Remember a few years back, when President Clinton was embroiled in the Whitewater Lewinsky Cigar Insertion Spectacular? Remember when the government lawyers were deposing him (I still have the whole thing on tape; I vowed I would actually sit down and watch it one day, but 8 years later that is starting to seem downright unlikely) and he memorably answered one question by saying, “That depends on what your definition of the word ‘is’ is”? Good times.
I was thinking about that today while I was reading a two-week-old Newsweek (dammit, I paid for that subscription and I am going to read every single issue; two weeks is the closest I’ve come to catching up since May) and I saw a brief piece about determining whether or not Iraq is engaged in civil war. Every time I hear this debate, I think, “Is this really that hard to agree on? It’s like having a prolonged, heated debate over whether or not a baby is sleeping. A debate over whether a thing is or is not a duck seems like it should be shorter. At this point, it’s harder to figure out whether or not Marvel Comics is engaged in Civil War.”
According to this Newsweek article, it turns out the debate is ongoing because the CIA says it all depends on what your definition of “civil war” is. Never to be outdone by the Clinton administration, Bush’s guys have gone behind closed doors to craft a secret way to tell when a civil war is a civil war, and then they classified the definition.
So, do you want to break it to them or should I?
“I’m telling you, it’s a duck. It has feathers and webbed feet and a bill and it quacked and tried vociferously to convince me it was wabbit season.”
“Nope. Sorry. Not a duck.”
“Then what the hell is a duck, then?”
“Can’t tell you. Top secret.”
“Great. Whatever. We’re going to go have some roast Classified, then. You’re not invited.”
The plan appears to be eliminating ducks by calling them manatees.

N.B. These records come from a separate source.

PR #461, opened 2018-07-23
Unit testing for client sdk generator

zachgk:
Fix spelling error lanugage->language in clientSDKGenerator
Use with notation for file opening

### DIFF
--- a/frontend/server/src/main/java/com/amazonaws/ml/mms/http/HttpRequestHandler.java
+++ b/frontend/server/src/main/java/com/amazonaws/ml/mms/http/HttpRequestHandler.java
@@ -120,7 +120,7 @@ public class HttpRequestHandler extends SimpleChannelInboundHandler<FullHttpRequ
     }
 
     private void handlePing(ChannelHandlerContext ctx) {
-        NettyUtils.sendJsonResponse(ctx, new StatusResponse("healthy"));
+        ModelManager.getInstance().workerStatus(ctx);
     }
 
     private void handleModelsApi(
--- a/frontend/server/src/main/java/com/amazonaws/ml/mms/wlm/ModelManager.java
+++ b/frontend/server/src/main/java/com/amazonaws/ml/mms/wlm/ModelManager.java
@@ -16,7 +16,10 @@ import com.amazonaws.ml.mms.archive.InvalidModelException;
 import com.amazonaws.ml.mms.archive.Manifest;
 import com.amazonaws.ml.mms.archive.ModelArchive;
 import com.amazonaws.ml.mms.common.ErrorCodes;
+import com.amazonaws.ml.mms.http.StatusResponse;
 import com.amazonaws.ml.mms.util.ConfigManager;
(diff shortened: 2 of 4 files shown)


piyushghai:
I think this commit : https://github.com/awslabs/mxnet-model-server/pull/462/commits/6e6f6d595b1b3a728ce268f63380d4fbd2f5e958  will fix the CI for your PR

mms/tests/unit_tests/test_client_sdk_generator.py
```diff
@@ -0,0 +1,66 @@
...
+    return patches
+
+def test_handles_exception(patches):
+    test_exception = Exception("test")
+    patches.path_exists.side_effect = test_exception
+    with pytest.raises(Exception) as excinfo:
+        ClientSDKGenerator.generate(sample_openapi_endpoints, sample_sdk_language)
+    patches.json_dump.assert_not_called()
+    patches.subprocess_call.assert_not_called()
+    assert excinfo.value != test_exception
```
piyushghai: Should we actually be comparing against a dummy object ? Should we rather not compare the error message we are getting back from the exception ?

zachgk: I don't want to copy the contents of the error message text in the test.  What really should happen (and we do elsewhere), is that we use the MSError class.  Then we can check whether the exception returned is an MSError and potentially that it uses the correct error code.  Here, I just ensure that the exception was handled in some fashion because it raises a new exception

zachgk: I don't want to copy the contents of the error message text in the test. What really should happen (and we do elsewhere), is that we use the MSError class. Then we can check whether the exception returned is an MSError and potentially that it uses the correct error code. Here, I just ensure that the exception was handled in some fashion because it raises a new exception

mms/client_sdk_generator.py
```diff
@@ -25,34 +25,33 @@ class ClientSDKGenerator(object):
     Class for client SDK Generator
     """
     @staticmethod
-    def generate(openapi_endpoints, sdk_lanugage):
+    def generate(openapi_endpoints, sdk_language):
```
frankfliu: We should revisit this:
1. We have upgraded to openapi 3.0, we should get rid of swager 2.0
2. the json will be generated by java code. we should use openapi library to create json file.
3. It's better have a single java entry to create a json and call swager 3.0 to generate the client package
4. We should revisit the use cases:
a. only generate client for single model entry point
b. generate only model management APIs
c. should we generate deprecated APIs?
d. Can we generate multiple models APIs?

ci/Dockerfile.python3.6
```diff
@@ -190,6 +190,7 @@ RUN set -ex \
     && pip install retrying \
     && pip install mock \
     && pip install pytest -U \
+    && pip install pytest-mock -U \
```
frankfliu: Please move this into buildspec.yml.

PR #458, opened 2018-07-20
Unit tests for model_loader.py

piyushghai:
By submitting this pull request, I confirm that my contribution is made under the terms of the Apache 2.0 license.

PR #463, opened 2018-07-24
Unit tests for model_loader.py

piyushghai:
This PR is a replacement for #458 

### DIFF
--- a/mms/tests/unit_tests/test_model_loader.py
+++ b/mms/tests/unit_tests/test_model_loader.py
@@ -1,0 +1,151 @@
+# Copyright 2018 Amazon.com, Inc. or its affiliates. All Rights Reserved.
+# Licensed under the Apache License, Version 2.0 (the "License").
+# You may not use this file except in compliance with the License.
+# A copy of the License is located at
+#     http://www.apache.org/licenses/LICENSE-2.0
+# or in the "license" file accompanying this file. This file is distributed
+# on an "AS IS" BASIS, WITHOUT WARRANTIES OR CONDITIONS OF ANY KIND, either
+# express or implied. See the License for the specific language governing
+# permissions and limitations under the License.
+
+import pytest
+import os
+import shutil
+import json
+from mms.model_loader import MANIFEST_FILENAME
+from mms.model_loader import ModelLoader
+
+model_dir_path = 'my-model'
+handler_file = 'handler'
+
+manifest_invalid_data_missing_extensions = {"model": {}, "engine": {"engineName": "MxNet"}}
+manifest_invalid_data_missing_paramsFile = {"model": {"extensions" : {}}, "engine": {"engineName": "MxNet"}}
+manifest_invalid_data_missing_symbolFile = {"model": {"extensions:": {"parametersFile": "my-model/params1"}},
+                                            "engine": {"engineName": "MxNet"}}
+manifest_valid_data = {"model": {"extensions": {"parametersFile": "my-model/params1", "symbolFile": 'my-model/symbol.json'}},
+                       "engine": {"engineName": "MxNet"}}
+
+
+def empty_file(filepath):
+    """
+    Utility function for creating an empty file, which will be used throughout these unit tests
+    :param filepath:
+    :return:
+    """
+
+    open(filepath, 'a').close()
+
+
+@pytest.mark.skip(reason="Disabling it currently until the PR #467 gets merged")
+class TestModelLoad():
+
+    @pytest.fixture(scope='session')
+    def create_empty_manifest_file(self):
+        """
+        By setting the scope of create_empty_manifest_file as session we are ensuring that this piece of code runs once for all of the tests combined in this file
+        """
+        # Setup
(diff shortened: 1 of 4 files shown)


mms/tests/unit_tests/test_model_loader.py
```diff
@@ -0,0 +1,155 @@
...
+
+@pytest.mark.usefixtures('create_empty_manifest_file')
+def test_manifest_file_open():
+    with pytest.raises(Exception):
+        ModelLoader.load(model_dir_path, handler_file)
+
+
+@pytest.mark.usefixtures('create_empty_manifest_file')
+def test_parameter_file_defined_in_manifest():
+    with open(model_dir_path + '/' + MANIFEST_FILENAME, 'w') as f:
```
vrakesh: string join or os path join

mms/utils/validators/validate_messages.py
```diff
@@ -35,10 +35,13 @@ def validate_load_message(msg):
         :return:
         """
         if u'modelPath' not in msg:
```
vrakesh: unicode still required??? builtins should handle it

mms/tests/unit_tests/test_validate_messages.py
```diff
@@ -15,25 +15,35 @@
...
 
 def test_validate_load_message_missing_model_path():
-    invalid_object = {'command': 'some-command', 'modelName': 'some-model-name'}
+    invalid_object = {'command': 'some-command', 'modelName': 'some-model-name', 'handler': 'some handler string'}
     with pytest.raises(MMSError) as error:
         ModelWorkerMessageValidators.validate_load_message(invalid_object)
 
     assert error.value.get_code() == ModelServerErrorCodes.INVALID_LOAD_MESSAGE, 'error codes don\'t match'
-    assert error.value.get_message() == 'Load command missing \"model-path\" key'
+    assert error.value.get_message() == 'Load command missing \"modelPath\" key'
```
vrakesh: Double qoute string to avoid using escape sequences
Eg:
  "Hello I'm here"
Double quote strings, is a better way always

mms/tests/unit_tests/test_model_loader.py
```diff
@@ -0,0 +1,155 @@
...
+
+def empty_file(filepath):
+
+    """
+    Utility function for creating an empty file, which will be used throughout these unit tests
+    :param filepath:
+    :return:
+    """
+
+    open(filepath, 'a').close()
```
zachgk: If we are using mocker, we probably want to use https://docs.python.org/dev/library/unittest.mock.html#mock-open to avoid messing with the filesystem.

mms/tests/unit_tests/test_model_loader.py
```diff
@@ -0,0 +1,155 @@
...
+
+
+@pytest.mark.usefixtures('create_empty_manifest_file')
+def test_manifest_file_open():
+    with pytest.raises(Exception):
+        ModelLoader.load(model_dir_path, handler_file)
+
+
+@pytest.mark.usefixtures('create_empty_manifest_file')
+def test_parameter_file_defined_in_manifest():
```
zachgk: You can use the usefixtures by parameter shorthand

mms/tests/unit_tests/test_model_loader.py
```diff
@@ -0,0 +1,155 @@
...
+def create_empty_manifest_file():
+    """
+    By setting the scope of create_empty_manifest_file as session we are ensuring that this piece of code runs once for all of the tests combined in this file
+    """
+    # Setup
+    path = '{}/'.format(model_dir_path)
+    if os.path.exists(path):
+        shutil.rmtree(path)
+    os.mkdir(path)
+    path = '{}/'.format(path) + MANIFEST_FILENAME
```
zachgk: You could use '{}/{}' or os.path.join.  There are also other places in the file where os.path.join should be used.

mms/tests/unit_tests/test_model_loader.py
piyushghai: Good point. Will do it.

mms/tests/unit_tests/test_model_loader.py
piyushghai: Will do it.

mms/tests/unit_tests/test_model_loader.py
piyushghai: Discussed offline. Skipping the mock for os funcs for now.

mms/utils/validators/validate_messages.py
piyushghai: This is used everywhere. So I'm leaving it there for now. 
Changing the unicode extension can be a part of a separate refactoring of this file.

mms/tests/unit_tests/test_validate_messages.py
piyushghai: Done in eaa62a366e264cec1e8290a247a17f279b31fa63

PR #469, opened 2018-07-27
Add Unit Tests to model_service_worker

zachgk:
Issue 759

*Description of changes:*

### DIFF
--- a/mms/model_service_worker.py
+++ b/mms/model_service_worker.py
@@ -22,6 +22,7 @@ import json
 from builtins import bytes
 from builtins import str
 
+from mms.model_loader import ModelLoader
 from mms.service_manager import ServiceManager
 from mms.log import log_msg, log_error
 from mms.utils.validators.validate_messages import ModelWorkerMessageValidators
@@ -31,7 +32,7 @@ from mms.utils.model_server_error_codes import ModelServerErrorCodes as err
 from mms.metrics.metric_encoder import MetricEncoder
 
 MAX_FAILURE_THRESHOLD = 5
-
+debug = False
 
 class MXNetModelServiceWorker(object):
     """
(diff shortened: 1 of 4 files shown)


ci/Dockerfile.python2.7
```diff
@@ -179,6 +179,7 @@ RUN set -ex \
     && pip install retrying \
     && pip install mock \
     && pip install pytest -U \
+    && pip install pytest-mock -U \
```
piyushghai: These shouldn't be there. The pytest-mock install should go in buildspec.yml

mms/tests/unit_tests/test_model_service_worker.py
```diff
@@ -0,0 +1,606 @@
...
+
+            sock.close.assert_called()
+            patches.log.assert_called_with(log_call_param)
+
+        def test_stop_server(self, patches, worker, sock):
+            worker.stop_server(sock)
+            worker.send_response.assert_called()
+            sock.close.assert_called()
+
+
```
piyushghai: Too many extra lines here.

mms/tests/unit_tests/test_model_service_worker.py
```diff
@@ -0,0 +1,606 @@
...
+
+
+def test_emit_metrics(mocker):
+    metrics = {'test_emit_metrics': True}
+    printer = mocker.patch('mms.model_service_worker.print')
+    dumps = mocker.patch('json.dumps')
+    flush = mocker.patch('sys.stdout')
```
piyushghai: What are we doing with the flush mocker ?

mms/model_service_worker.py
```diff
@@ -91,10 +92,10 @@ def create_predict_response(self, ret, req_id_map, invalid_reqs):
                 result.update({"requestId": req_id_map[idx]})
                 result.update({"code": 200})
 
-                if isinstance(val, bytes):
-                    value = ModelWorkerCodecHelper.encode_msg(encoding, val)
-                elif isinstance(val, str):
+                if isinstance(val, str):
```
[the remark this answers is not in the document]
zachgk: In python2, str and bytes are considered the same.  We switched them while investigating this and attempting to achieve full coverage.  Ultimately, python2 will register the second option uncovered during testing regardless of the order, but it does at least return the correct result.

Later in the same issue of Newsweek, I read about this fascinating new gaming phenomenon called World of Warcraft. You may have heard of this game from the two out of every three people you know who have been playing it since it came out nearly two years ago. If not, you probably heard about it on your local news, when three guys worldwide got so into the game’s virtual world that they forgot to pay their bills and every Action News Team in the country did the Cover Story, “The Video Game That Can Kill Your Child.” I hear next week’s Newsweek piece on Napster is going to be a barnburner. Music, right through your modem. How will this affect the Spice Girls’ sales?
I am, in fact, carping about the timeliness of a two-week-old article.
As a news consumer, I’m looking for a very specific product that I don’t think exists anymore, if it ever did. In the digital age, Time and Newsweek and the like are all written and edited under the assumption that the reader already actually knows all the latest news. She checks the headlines online; she watches Jon Stewart; she reads that goddamn ticker on the bottom of, well, everything; she has all those bases covered. That hole pre-filled, the magazines try to set themselves apart by offering news analysis and slices of life and deep background. They give you something beyond the news, which is to say not really all that much of the news.
But what is there for the man who subscribes to a weekly newsmagazine because he wants, desperately wants, not to have to check the headlines twice a day? Or ever? Is there a Factual Summary magazine? Just What Happened? Your Dry Bullet-Pointed Narrative?
Ooh! Do they still put out that Scholastic Weekly Reader? I’ll bet that would do the trick.
September 30th, 2006 at 11:20 am
It’s called RSS. Perhaps there’s a business model in printing a few news feeds and mailing them?
September 30th, 2006 at 1:17 pm
RSS is my inanimate hero. When it comes to news, though, I get the sense that I would just end up getting the minute by minute, “something happened but we don’t know the details yet” headlines I want to avoid dumped into my feed reader instead of onto my home page.